Hopper Featured Announcements
February 21, 2013 by Helen He
1) There will be a scheduled hardware and software maintenance for Hopper next Wednesday, February 27, from 7 am to 7 pm Pacific time. This is a major OS upgrade. Most applications are highly recommended to recompile (or at least relink) after the maintenance. C++ and PGAS applications are recommended to recompile and relink. Please plan your work accordingly and check the NERSC Message of the Day (MOTD) for status update: http://www.nersc.gov/live-status/motd/.
2) After the maintenance, the following software versions will be set to default on Hopper:
-- cray-mpich2/5.6.0 (xt-mpich2/5.6.0); cray-shmem/5.6.0 (xt-shmem/5.6.0)
-- cray-libsci/12.0.0 (xt-libsci/12.0.0)
-- cray-petsc/3.3.00 (xt-petsc/3.3.00); cray-petsc-complex/3.3.00 (petsc-complex/3.3.00)
-- cray-hdf5/1.8.9; cray-hdf5-parallel/1.8.9
The availability of the above software versions were announced on Dec 19 and Jan 18.
Notice Cray has changed some of the module names from "xt-xxx" to "cray-xxx", for example: xt-libsci is now cray-libsci, and xt-mpich2 is now cray-mpich2. Also some of the Cray supported modules now have a "cray-" prefix to their module names, for example: netcdf is now cray-netcdf, and petsc is now cray-petsc, etc.
September 18, 2012 by Helen He
There will be a scheduled hardware and software maintenance for Hopper next Wednesday, Sept 19, from 6:30 am to midnight Pacific time. Please plan your work accordingly and check the NERSC Message of the Day (MOTD) for status update: http://www.nersc.gov/live-status/motd/.
The /project file system (also known as /global/project) will be unavailable from 8am Wednesday, Sept 19 until 5pm Friday, Sept 21, during and after the scheduled Hopper maintenance.
If your job depends on /project, please add the following "gres" setting in your batch script (so that your job won't start and fail during the /project outage):
#PBS -l gres=project
If your job is already queued (but not yet running), the following "qalter" command can be used to add the "gres" setting:
% qalter -l gres=project my_jobid
September 4, 2012 by Helen He
We would like to encourage you to use the generic resources ("gres") setting for various file systems that your batch jobs use. This feature is currently available on Hopper and Carver. The advantage of this setting is that your jobs won't start (thus won't fail) during a scheduled file system maintenance.
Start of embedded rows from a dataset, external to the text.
PR #3515, opened 2022-09-05
Fix #3492: throw warning when use class component and suspense

### LINKED ISSUE #3492: An exception is thrown when using Mobx6 and react18 in development mode
**Intended outcome:**

When I use React18's new rendering API `ReactDOM.createRoot().render`, I get a lot of warnings. It should be guaranteed to be consistent with the previous behavior, run normally, and not throw warnings

warning message: react_devtools_backend.js:3973 Warning: Can't perform a React state update on a component that hasn't mounted yet. This indicates that you have a side-effect in your render function that asynchronously later calls tries to update the component. Move this work to useEffect instead.

**Actual outcome:**

I get a lot of warnings, but can't find the information I have in it, like below

**Versions**

mobx@^6.6.1 mobx-react@^7.5.1

Dzdw92s8dG

guochengcheng04:
Fix [#3492](https://github.com/mobxjs/mobx/issues/3492)

-   [x] unit test all passed.
-   [x] performance all passed.


guochengcheng04:
@mweststrate hi bro, do you have any ideas about this PR?

urugator (commented):
See the comment: https://github.com/mobxjs/mobx/issues/3492#issuecomment-1237326790

packages/mobx-react/src/utils/FinalizationRegistryWrapper.ts
```diff
@@ -0,0 +1,12 @@
+declare class FinalizationRegistryType<T> {
```
urugator, line 1: Any reason to not import these utils from `mobx-react-lite`?

packages/mobx-react/src/observerClass.ts
```diff
@@ -165,6 +191,11 @@ function createReactiveRender(originalRender: any) {
         isRenderingPending = false
         // Create reaction lazily to support re-mounting #3395
         const reaction = (reactiveRender[mobxAdminProperty] ??= createReaction())
+
+        if (!this[reactionTrack]) {
+            addReactionToTrack(this, reaction, {})
```
urugator, line 196: Move at the end of `createReaction`, otherwise you would have to clear `this[reactionTrack]` whenever `reactiveRender[mobxAdminProperty]` is cleared.

packages/mobx-react/src/observerClass.ts
```diff
@@ -73,9 +78,26 @@ export function makeClassComponentObserver(
...
+        recordReactionAsCommitted(this)
+        if (this[reactionTrack]) {
+            this[reactionTrack].mounted = true
+            if (!this.render[mobxAdminProperty] || this[reactionTrack].changedBeforeMount) {
+                // Reaction is re-created automatically during render, but a component can re-mount and skip render #3395.
+                // To re-create the reaction and re-subscribe to relevant observables we have to force an update.
+                Component.prototype.forceUpdate.call(this)
+                this[reactionTrack].changedBeforeMount = false
+            }
+        } else {
```
urugator, line 90: In order for this to happen, you have to unset `this[reactionTrack]` in `componentWillUnmount`, like here
https://github.com/mobxjs/mobx/blob/f0e066f427d573cbef4b92f3310eb069c3aca205/packages/mobx-react-lite/src/useObserver.ts#L103-L104
And also `this[reactionTrack]` must be unset when reaction is disposed in tracking utils, is it the case?

urugator:
Btw, I didn't want to get into it initially, but for completeness, it can also be done without tracking utils in the following fashion:
```
// timeout could be used as well
const queueMicrotask = window.queueMicrotask ?? (microtask) => Promise.resolve().then(microtask)

// in render
Promise.resolve().then(() => { 
  if (!mounted) {
     disposeReaction()
  }
})

// in componentDidMount
mounted = true
if (reactionDisposed) {
  recreateReaction() // can be done lazily in render
  forceUpdate()
} else if (reactionNotified) { // state changed in beetwen
  forceUpdate()
}
``` 
This is because `componenDidMount` is quaranteed to run sychronously (before the microtask).
The same can be done with functional components, but we would have to use `useLayoutEffect` instead of `useEffect` - could have negative impact on concurrent features, dunno.

packages/mobx-react/src/utils/FinalizationRegistryWrapper.ts
urugator: Note, it's a slightly artifical, but you can `this[reactionTrackingRef] = React.createRef()`

guochengcheng04: > Note, it's a slightly artifical, but you can `this[reactionTrackingRefSymbol] = React.createRef()`

Yes, but I don't think it's necessary. When a function component uses ref, because it can't get the component instance, the class component can directly cache this to achieve the same effect

guochengcheng04: > Any reason not to import these utils from `mobx-react-lite`?

If you think this is more reasonable, I can modify it here. Initially, a separate file was created for decoupling between different packages

urugator: Yes, `mobx-react` already depends on `mobx-react-lite`, it more or less only adds class support.

guochengcheng04: i will do it

guochengcheng04:
@urugator all change have done, check please, thank you

guochengcheng04:
@urugator Can you help me approve and publish? If need me to do anything please tell me

guochengcheng04:
> @urugator Can you help me approve and publish? If need me to do anything please tell me

@mweststrate @kubk  hi, can we merge and publish to finish this pr?

PR #3516, opened 2022-09-05
Fix 3514: legacy array compat with Safari 9

### LINKED ISSUE #3514: Mobx6 array index assignment does not work in Safari
Hey mate,
In Safari 9.3.1, assigning an object to an array by index is not working for me. My code:
```javascript
constructor() {
    makeAutoObservable(this);
    this.list.forEach((i, idx) => this.updateList(i, idx));
 }

updateList = (item, idx) => {
    const newItem = new Item(this, item); // another store
    this.list[idx] = newItem;
    return newItem;
  }
```
After updateList, this.list[0] is undefined, but the others are good.

The mobx version is 6.6.1.

I find the similar issue https://github.com/mobxjs/mobx/issues/364#issuecomment-231151569, and it was fixed in the previous version. Perhaps it has been missed in mobx6.

urugator:
Reintroduced workaround from mobx < 6.

Did not test as I don't have a means to do so. 

Fixes #3514

### DIFF
--- a/.changeset/fresh-suns-listen.md
+++ b/.changeset/fresh-suns-listen.md
@@ -1,0 +1,5 @@
+---
+"mobx": patch
+---
+
+fix regression #3514: LegacyObservableArray compat with Safari 9.\*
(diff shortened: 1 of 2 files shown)


mweststrate (approved):
I think it was part of just a clean up, assuming we wouldn't run anymore on that old Safaris

PR #3542, opened 2022-10-16
docs(collection-utilities): Add missing import

tony:
Missing import for `autorun` in the example on https://mobx.js.org/collection-utilities.html


urugator:
Thank you!

PR #3551, opened 2022-10-24
feature: abort when() using AbortSignal

deadbeef84:
### Code change checklist

Initially I tried adding it to the `_when` function to support the callback-based `when()`, but I wasn't sure how to properly clean up the event listener in the disposer so I went for this approach instead.

Also not sure why it requires @types/node 18, according to node docs AbortSignal was added in node 15 / 14.18.

### DIFF
--- a/.changeset/popular-comics-tap.md
+++ b/.changeset/popular-comics-tap.md
@@ -1,0 +1,5 @@
+---
+"mobx": minor
+---
+
+Added new option `signal` to `when()`, to support abortion using an AbortSignal / AbortController.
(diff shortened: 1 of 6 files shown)


kubk (approved):

urugator:
Can you add a changeset (`yarn changeset`) and update docs?

deadbeef84:
> Can you add a changeset (`yarn changeset`) and update docs?

Done!

urugator:
Thank you!

rluvaton:
Hey, why did this remove? I don't see it in the code anymore

PR #681, opened 2025-10-08
Add OpenTelemetry with Laminar SDK

dinmukhamedm:
Status / Todo list:
- [x] Basic integration with Laminar
    - [X] Laminar initialization and observe the core functions
    - [X] One trace per running conversation
    - [X] One session for traces with same conversation ID
    - [x] Simplify the integration by updating Laminar SDK (no start_active_span implementation exposed)
    - [x] Simplify the integration by adding Laminar dependency
- [x] Observe/trace tool calls
- [x] Observe/trace browser-use integration
    - [x] general code structure, cdp-use and browser-use tools tracing
    - [x] session replays if OTel backend is Laminar
- [x] final touches, e.g. input and output transformers where needed

Example browser-use session replay
Screenshot 2025-10-17 at 00 00 56

### DIFF
--- a/openhands-sdk/openhands/sdk/conversation/impl/local_conversation.py
+++ b/openhands-sdk/openhands/sdk/conversation/impl/local_conversation.py
@@ -3,8 +3,6 @@ import uuid
 from collections.abc import Mapping
 from pathlib import Path
 
-from opentelemetry.trace import Span
-
 from openhands.sdk.agent.base import AgentBase
 from openhands.sdk.conversation.base import BaseConversation
 from openhands.sdk.conversation.exceptions import ConversationRunError
@@ -50,7 +48,6 @@ class LocalConversation(BaseConversation):
     _stuck_detector: StuckDetector | None
     llm_registry: LLMRegistry
     _cleanup_initiated: bool
-    _span: Span | None
 
     def __init__(
         self,
--- a/openhands-sdk/openhands/sdk/observability/laminar.py
+++ b/openhands-sdk/openhands/sdk/observability/laminar.py
@@ -1,5 +1,4 @@
 from collections.abc import Callable
-from contextvars import Context, Token
 from typing import (
     Any,
     Literal,
@@ -119,14 +118,14 @@ class SpanManager:
     """Manages a stack of active spans and their associated tokens."""
 
     def __init__(self):
-        self._stack: list[tuple[trace.Span, Token[Context] | None]] = []
+        self._stack: list[trace.Span] = []
 
     def start_active_span(self, name: str, session_id: str | None = None) -> None:
         """Start a new active span and push it to the stack."""
-        span, token = Laminar.start_active_span(name)
+        span = Laminar.start_active_span(name)
         if session_id:
             Laminar.set_trace_session_id(session_id)
-        self._stack.append((span, token))
+        self._stack.append(span)
 
     def end_active_span(self) -> None:
         """End the most recent active span by popping it from the stack."""
@@ -134,26 +133,34 @@ class SpanManager:
             logger.warning("Attempted to end active span, but stack is empty")
             return
 
-        span, token = self._stack.pop()
-        if token is not None:
-            Laminar.end_active_span(span, token)
-        elif span and span.is_recording():
-            span.end()
+        try:
+            span = self._stack.pop()
+            if span and span.is_recording():
+                span.end()
+        except IndexError:
+            logger.warning("Attempted to end active span, but stack is empty")
+            return
 
 
-# Global instance for convenience
-_span_manager = SpanManager()
+_span_manager: SpanManager | None = None
+
+
+def _get_span_manager() -> SpanManager:
+    global _span_manager
+    if _span_manager is None:
+        _span_manager = SpanManager()
+    return _span_manager
 
 
 def start_active_span(name: str, session_id: str | None = None) -> None:
     """Start a new active span using the global span manager."""
-    _span_manager.start_active_span(name, session_id)
+    _get_span_manager().start_active_span(name, session_id)
 
 
 def end_active_span() -> None:
     """End the most recent active span using the global span manager."""
     try:
-        _span_manager.end_active_span()
+        _get_span_manager().end_active_span()
     except Exception:
         logger.debug("Error ending active span")
         pass
--- a/openhands-sdk/pyproject.toml
+++ b/openhands-sdk/pyproject.toml
@@ -13,7 +13,7 @@ dependencies = [
     "python-json-logger>=3.3.0",
     "tenacity>=9.1.2",
     "websockets>=12",
-    "lmnr>=0.7.18"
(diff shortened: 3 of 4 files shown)


dinmukhamedm:
@raymyers marking this ready for review, this is in a good state for an initial version

openhands-sdk/openhands/sdk/agent/agent.py
```diff
@@ -403,7 +411,22 @@ def _execute_action_event(
...
 
         # Execute actions!
-        observation: Observation = tool(action_event.action, conversation)
+        if should_enable_observability():
+            try:
+                if (
+                    action_event.action is not None
+                    and hasattr(action_event.action, "kind")
+                ):
+                    tool_name = action_event.action.kind
```
enyst: Sorry, is this code necessary?

openhands-sdk/openhands/sdk/conversation/impl/local_conversation.py
```diff
@@ -242,6 +256,7 @@ def run(self) -> None:
                         AgentExecutionStatus.PAUSED,
                         AgentExecutionStatus.STUCK,
                     ]:
+                        end_active_span()
```
enyst: Could the end span be at the end of the method, after the exception block?

openhands-sdk/openhands/sdk/conversation/impl/remote_conversation.py
```diff
@@ -641,6 +653,11 @@ def close(self) -> None:
         except Exception:
             pass
 
+        try:
+            end_active_span()
+        except Exception:
```
enyst: Sorry, could you maybe tell how does it work, why is the try / except necessary?

openhands-sdk/openhands/sdk/agent/agent.py
dinmukhamedm: Yes, the span name is very useful in debugging, it quickly shows the action in the trace. Here's an example.

Image

I'm happy to move the code into observability/utils.py though, if needed

openhands-sdk/openhands/sdk/observability/laminar.py
```diff
@@ -0,0 +1,159 @@
...
+    return False
+
+
+def _is_otel_backend_laminar():
+    """Simple heuristic to check if the OTEL backend is Laminar.
+    Caveat: This will still be True if another backend uses the same
+    authentication scheme, and the user uses LMNR_PROJECT_API_KEY
+    instead of OTEL_HEADERS to authenticate.
+    """
+    key = get_env("LMNR_PROJECT_API_KEY")
```
enyst, line 113: IMHO this is perfectly fine, recognizing a key with `LMNR` is fair!

openhands-sdk/openhands/sdk/conversation/impl/local_conversation.py
dinmukhamedm: This makes sense. I think this placing here remains from the older version of this code. I'll move this outside, perhaps, into a `finally` block

openhands-sdk/openhands/sdk/conversation/impl/remote_conversation.py
dinmukhamedm: Good catch. No, it's not needed, internal exceptions are already handled on the observability handler. I will remove this

raymyers:
Appreciate this. I'll be working with @malhotra5 to validate this from the CLI shortly

raymyers:
We were able to get this sending traces to Honeycomb from OpenHands CLI, confirming vendor neutrality. The env vars needed to be tweaked a little, I will see if there's something that can be called standard.

image

dinmukhamedm:
@raymyers glad to see that and thanks for testing with CLI.

I see that LocalFileStore.read spans create much noise; I was already thinking of removing them from the set of observed functions. What are your thoughts?

skull8888888:
@raymyers would love to tweak experience around variables if you can point out the main frictions.

raymyers:
Hi @dinmukhamedm, I notice you still have one item marked as TODO "final touches, e.g. input and output transformers where needed". Do you consider what's there to be ready as is?

dinmukhamedm:
Hey @raymyers . Yes, I think what's there is ready. Let me push one more change with:
- remove the noisy span: https://github.com/OpenHands/software-agent-sdk/pull/681#issuecomment-3458694209
- rebase to resolve conflicts

Should take me no more than 20 minutes

dinmukhamedm:
Done. Now fully ready. @raymyers

openhands-sdk/openhands/sdk/observability/laminar.py
```diff
@@ -0,0 +1,159 @@
...
+
+        span, token = self._stack.pop()
+        if token is not None:
+            Laminar.end_active_span(span, token)
+        elif span and span.is_recording():
+            span.end()
+
+
+# Global instance for convenience
+_span_manager = SpanManager()
```
enyst: I think this case is not particularly risky, but it would be nice IMHO to avoid a global on import path if we can

openhands-sdk/openhands/sdk/observability/utils.py
```diff
@@ -0,0 +1,20 @@
...
+
+
+def get_env(key: str) -> str | None:
+    """Get an environment variable from the environment or the dotenv file."""
+    return os.getenv(key) or dotenv_values().get(key)
+
+
+def extract_action_name(action_event: ActionEvent) -> str:
+    try:
+        if action_event.action is not None and hasattr(action_event.action, "kind"):
```
enyst, line 15: Tiny nit: is it possible that it doesn't have attribute 'kind'?

openhands-sdk/openhands/sdk/observability/laminar.py
dinmukhamedm: I updated it to use singleton initialization pattern

openhands-sdk/openhands/sdk/observability/utils.py
dinmukhamedm: No, it inherits from `DiscriminatedUnionMixin`, but we are trying to be robust against small and subtle code changes, which I found deep inheritance to be prone to. The idea is for us to break as little as possible in your code and almost be invisible.

Happy to remove this check though, if you think it hinders readability

dinmukhamedm:
@raymyers @enyst I addressed the latest feedback. I've also moved some of the context management into our SDK, making the span management even simpler.

raymyers:
@dinmukhamedm 
> I see that LocalFileStore.read spans create much noise; I was already thinking of removing them from the set of observed functions. What are your thoughts?

I was on the fence at first since I could picture there being some problem with FileIO but I agree with the change you made there.

raymyers:
I believe all feedback is addressed any future changes needed can be a new PR. I'm just going to give a heads up and hopefully merge soon. @dinmukhamedm thanks for all your work on this.

PR #682, opened 2025-10-08
refactor DockerWorkspace with changes from V0

xingyaoww:


xingyaoww:
ugh I think this is still overcomplicated..

Maybe we can just live with:
1. a lite version of docker image (without vscode, etc -- so copy in one agent-server binary would just work)
2. a utility script that allows you to "batch build these lite version image" and push to dockerhub - we can just load image there for runtime-api
3. a fully featured agent-server with vnc/vscode, etc for production

PR #692, opened 2025-10-09
[Bug] Fix gpt 5 responses api by using latest litellm

simonrosenberg:
@enyst  had to make changes to your code else I was getting errors

---

**Variants & Base Images**
|---|---|---|

```bash
docker pull ghcr.io/all-hands-ai/agent-server:739bd7e-python
```

**Run**
```bash
docker run -it --rm \
  -p 8000:8000 \
  --name agent-server-739bd7e-python \
  ghcr.io/all-hands-ai/agent-server:739bd7e-python
```

```
ghcr.io/all-hands-ai/agent-server:739bd7e-golang
ghcr.io/all-hands-ai/agent-server:v1.0.0_golang_tag_1.21-bookworm
ghcr.io/all-hands-ai/agent-server:739bd7e-java
ghcr.io/all-hands-ai/agent-server:v1.0.0_eclipse-temurin_tag_17-jdk
ghcr.io/all-hands-ai/agent-server:739bd7e-python
ghcr.io/all-hands-ai/agent-server:v1.0.0_nikolaik_s_python-nodejs_tag_python3.12-nodejs22
```

_The `739bd7e` tag is a multi-arch manifest (amd64/arm64); your client pulls the right arch automatically._

### DIFF
--- a/tests/sdk/llm/test_responses_parsing_and_kwargs.py
+++ b/tests/sdk/llm/test_responses_parsing_and_kwargs.py
@@ -72,8 +72,8 @@ def test_normalize_responses_kwargs_policy():
     assert out["tool_choice"] == "auto"
     # include should contain original and encrypted_content
     assert set(out["include"]) >= {"text.output_text", "reasoning.encrypted_content"}
-    # store default to False when None passed
-    assert out["store"] is False
+    # store defaults to True for multi-turn conversations
+    assert out["store"] is True
     # reasoning config defaulted
     r = out["reasoning"]
     assert r["effort"] in {"low", "medium", "high", "none"}
--- a/tests/sdk/llm/test_responses_serialization.py
+++ b/tests/sdk/llm/test_responses_serialization.py
@@ -78,6 +78,9 @@ def test_tool_to_responses_emits_function_call_output_with_fc_prefix():
 
 
 def test_assistant_includes_reasoning_passthrough():
+    # Reasoning items are NOT included when serializing assistant messages for input.
+    # They are only captured from output. Including them causes API errors:
+    # "Item of type 'reasoning' was provided without its required following item"
     ri = ReasoningItemModel(
         id="rid1",
         summary=["s1", "s2"],
@@ -88,12 +91,5 @@ def test_assistant_includes_reasoning_passthrough():
     m = Message(role="assistant", content=[], responses_reasoning_item=ri)
     out = m.to_responses_dict(vision_enabled=False)
 
-    # Contains a reasoning item with exact passthrough fields
     r_items = [it for it in out if it["type"] == "reasoning"]
-    assert len(r_items) == 1
-    r = r_items[0]
-    assert r["id"] == "rid1"
-    assert [s["text"] for s in r["summary"]] == ["s1", "s2"]
-    assert [c["text"] for c in r.get("content", [])] == ["c1"]
-    assert r.get("encrypted_content") == "enc"
-    assert r.get("status") == "completed"
+    assert len(r_items) == 0


openhands/sdk/llm/message.py
```diff
@@ -397,31 +397,14 @@ def to_responses_dict(self, *, vision_enabled: bool) -> list[dict[str, Any]]:
...
-                    if ri.status:
-                        reasoning_item["status"] = ri.status
-                    items.append(reasoning_item)
+            # NOTE: We do NOT include reasoning items in the input when sending back
+            # assistant messages. Reasoning items are only captured from output.
+            # Including them in input causes API errors:
+            # "Item of type 'reasoning' was provided
+            # without its required following item"
+            # This is because reasoning items must
+            # be followed by a message/function_call in the Responses API input schema.
```
xingyaoww, line 406: interesting.. @enyst 
Shall we create an issue for this - eg how to repro and what's the specific stack trace and we can fix it later

openhands/sdk/agent/agent.py
```diff
@@ -179,7 +179,7 @@ def step(
                     messages=_messages,
                     tools=list(self.tools_map.values()),
                     include=None,
-                    store=False,
+                    store=True,
```
enyst, line 182: `store=True` is the stateful variant, where OpenAI stores the conversation history on their servers
`store=False` is what I think we want to be the default behavior in openhands 🤔

We need them both, IMHO

openhands/sdk/llm/message.py
enyst: The error sounds like the Message with reasoning was empty, it didn't have a content or a function call 🤔

openhands/sdk/llm/message.py
```diff
@@ -397,31 +397,14 @@ def to_responses_dict(self, *, vision_enabled: bool) -> list[dict[str, Any]]:
...
-                        ]
-                    # Optional fields as received
-                    if ri.encrypted_content:
-                        reasoning_item["encrypted_content"] = ri.encrypted_content
-                    if ri.status:
-                        reasoning_item["status"] = ri.status
-                    items.append(reasoning_item)
+            # NOTE: We do NOT include reasoning items in the input when sending back
+            # assistant messages. Reasoning items are only captured from output.
+            # Including them in input causes API errors:
```
enyst, line 402: Including them in input is necessary for the LLM to continue its train of thought, instead of re-reasoning, so it seems this changes behavior: according to OpenAI docs, its performance is a little worse
https://platform.openai.com/docs/guides/reasoning#keeping-reasoning-items-in-context

simonrosenberg: I feel like gpt-5 just added extra conversation validation with matching tool ids etc.. I am afraid this will break with condensation

simonrosenberg:
> Thank you for looking into this!
> 
> I think this is maybe not the solution:
> 
> * stateless variant implies that we manage context, and thus send back message history, including reasoning items
> * stateful variant stores message history on OpenAI servers, thus we can just write a `previous response id` instead of history and it should continue where it left off.
> 
> IMHO the PR behavior, which enables stateful, but still manages context, and sends it back to the LLM API, but skips reasoning from it, is a mix which... doesn't really match any. I feel like it's a workaround around litellm behavior, maybe? But I don't understand why we say that litellm fixed it, could you please add to PR description a link to litellm issue / fix ?

litellm fixed a first bug. Then I had a second a third bug. You are right perhaps all this is a bad patch around litellm bugs

simonrosenberg:
> Thank you for looking into this!
> 
> I think this is maybe not the solution:
> 
> * stateless variant implies that we manage context, and thus send back message history, including reasoning items
> * stateful variant stores message history on OpenAI servers, thus we can just write a `previous response id` instead of history and it should continue where it left off.
> 
> IMHO the PR behavior, which enables stateful, but still manages context, and sends it back to the LLM API, but skips reasoning from it, is a mix which... doesn't really match any. I feel like it's a workaround around litellm behavior, maybe? But I don't understand why we say that litellm fixed it, could you please add to PR description a link to litellm issue / fix ?

https://github.com/BerriAI/litellm/pull/15347

simonrosenberg:
> Thank you for looking into this!
> 
> I think this is maybe not the solution:
> 
> * stateless variant implies that we manage context, and thus send back message history, including reasoning items
> * stateful variant stores message history on OpenAI servers, thus we can just write a `previous response id` instead of history and it should continue where it left off.
> 
> IMHO the PR behavior, which enables stateful, but still manages context, and sends it back to the LLM API, but skips reasoning from it, is a mix which... doesn't really match any. I feel like it's a workaround around litellm behavior, maybe? But I don't understand why we say that litellm fixed it, could you please add to PR description a link to litellm issue / fix ?

Trying again with enable_encrypted_reasoning set to True

openhands/sdk/llm/message.py
enyst: Good point! I made an issue on condensation

The weird thing is that we don't see this breaking on `openai/gpt-5`? So I worry that maybe litellm still routes it wrong or partially set

How do you feel about... a bunch of observability/debug logging, including the exact request sent from us to litellm, and enable litellm debug so that we grab the request from litellm to openai; and get trajectories from multiple integration tests runs fully, with a setting or another? Just to stare at, and maybe see what influences what

enyst:
> litellm fixed a first bug. Then I had a second a third bug. 

Just a thought, I feel like maybe what happens here, is that `store=True` or encrypted or some other responses-specific parameter tells litellm to route to responses, somewhere in their code? In other words, the PR linked fixes some stuff about that config, but maybe litellm still does the weird fallback to completions, and for store=True it doesn't, if that makes sense

enyst:
Superseded by https://github.com/All-Hands-AI/agent-sdk/pull/699

PR #718, opened 2025-10-12
Debug: glob tool fails when pattern contains path 

simonrosenberg:
The agent calls the glob tool with pattern = f"{path}/pattern":
Example: pattern: "/Users/simonrosenberg/Desktop/work/repositories/All-Hands-AI/agent-sdk/**/*.py"  path=None
Because path is None, the tool defaults to path=workspace when actually the path is contained in the pattern.

The agent "ignored" the API design and put the absolute path in the pattern anyway. I guess that's because `glob` commands usually don't have two arguments. 

However RipGrep expects two separates arguments: path and pattern.
Hence we need to extract the path from the pattern if the LLM outputs such a pattern.

Another solution would be prompting the tool to not allow path-and-pattern.
This is more complex but more robust.    

P.S. I think this "error" was also occuring in the OpenHands repo since the tools have the same description. 

---

**Variants & Base Images**
|---|---|---|

```bash
docker pull ghcr.io/openhands/agent-server:d4599d6-python
```

**Run**
```bash
docker run -it --rm \
  -p 8000:8000 \
  --name agent-server-d4599d6-python \
  ghcr.io/openhands/agent-server:d4599d6-python
```

```
ghcr.io/openhands/agent-server:d4599d6-golang
ghcr.io/openhands/agent-server:d4599d6-java
ghcr.io/openhands/agent-server:d4599d6-python
```

_The `d4599d6` tag is a multi-arch manifest (amd64/arm64); your client pulls the right arch automatically._

### DIFF
--- a/openhands-tools/openhands/tools/glob/impl.py
+++ b/openhands-tools/openhands/tools/glob/impl.py
@@ -228,10 +228,10 @@ class GlobExecutor(ToolExecutor[GlobAction, GlobObservation]):
         path_obj = Path(pattern)
         parts = path_obj.parts
 
-        # Find where the glob characters start
+        # Find where the glob characters start using glob.has_magic()
         search_parts = []
         for part in parts:
-            if any(ch in part for ch in "*?[]"):
+            if glob_module.has_magic(part):
                 break
             search_parts.append(part)
 


simonrosenberg:
@openhands please resolve merge conflicts and make sure all tests and pre-commit checks are passing

simonrosenberg:
@openhands please resolve all conflicts. Make sure all test are passing as well as the pre-commit hook

openhands-tools/openhands/tools/glob/impl.py
```diff
@@ -44,23 +44,38 @@ def __call__(self, action: GlobAction) -> GlobObservation:
...
-                    return GlobObservation(
-                        files=[],
-                        pattern=action.pattern,
-                        search_path=str(search_path),
-                        error=f"Search path '{action.path}' is not a valid directory",
-                    )
+                pattern = action.pattern
             else:
-                search_path = self.working_dir
+                extracted_path, pattern = self._extract_search_path_from_pattern(
```
xingyaoww, line 53: I guess if the agent provides an absolute path, can we just not set the search_path? eg we don't set the `--files path` -- this should help us simplifying the logic a bit

xingyaoww (commented):
left some suggestions on potentially simplify this

openhands-tools/openhands/tools/glob/impl.py
simonrosenberg: not sure I understand, you mean:  if the agent outputs `"/path/to/dir/**/*.py"`, only send `**/*.py` to ripgrep?
I don't think it's a good idea: that will make the call slower + confuse the agent because the output doesn't match the input + output truncated if output is too large

xingyaoww: I mean if we can just send "/path/to/dir/**/*.py" to ripgrep and unset the folder?

simonrosenberg: oh but ripgrep doesn't accept that else the current code would work. let me double check

openhands-tools/openhands/tools/glob/impl.py
```diff
@@ -152,11 +179,70 @@ def _execute_with_glob(
...
+            # Pattern starts with glob at root (e.g., "/*/*.py")
+            search_path = Path("/")
+            adjusted_pattern = pattern.lstrip("/")
+        else:
+            search_path = Path(*search_parts)
+            # Get the remaining parts as the pattern
+            remaining = parts[len(search_parts) :]
+            adjusted_pattern = str(Path(*remaining)) if remaining else "**/*"
+
+        return search_path.resolve(), adjusted_pattern
```
xingyaoww, line 248: @OpenHands are there any opportunity to simplify this snippet of code by using some existing python library to parse the string? eg glob

openhands-tools/openhands/tools/glob/impl.py
simonrosenberg: Screenshot 2025-10-21 at 16 16 20

xingyaoww: make sense to me!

The syntax for the "gres" setting is:
#PBS -l gres=filesystem1[%filesystem2%filesystem3...] (new recommendation)
#PBS -l gres=filesystem1:1[%filesystem2:1%filesystem3:1...] (as announced before)
Note that the "%" character means "and". Therefore, if multiple file systems are specified, the job will not start if *any* of the specified file systems are unavailable.
The file systems available for "gres" setting are:
on Hopper: scratch, scratch2, gscratch, project, and projectb
on Carver: gscratch, project, and projectb
(note: home is not a defined resource, since it is used by every job anyway).
Below are some sample "gres" lines:
#PBS -l gres=project
#PBS -l gres=scratch
#PBS -l gres=gscratch2%project
#PBS -l gres=scratch%scratch2%projectb
To add this option to a queued job (not in "running" state), the following command can be used:
% qalter -l gres=... my_jobid
We will have a scheduled project file system maintenance on Sept 19, lasting for 2 to 3 days (details TBA). If your current or future batch jobs depend on the project file system, please use the "gres=project" setting in your batch scripts (or use the qalter command for scripts already submitted). This will prevent your jobs from failing during this outage.
In general, we strongly encourage you *always* to include the "gres" directive in your batch scripts to specify the file systems needed to protect the jobs during future scheduled file system outages.
August 30, 2012 by Helen He
A new batch queue named "thruput" has been implemented on Hopper to support the increased high throughput computing needs from the user community. The queue limits for this queue are as follows:
-- max wall time is 168 hrs
-- max node count is 2 (max core count is 48)
-- max queue-able jobs per user is 500
-- max running jobs from all users in this queue is 500
-- has same priority as of the "reg_small" queue
-- charging factor is 1
May 31, 2012 by Helen He
We have increased the max walltime for the low queue on Hopper from 12 to 24 hrs.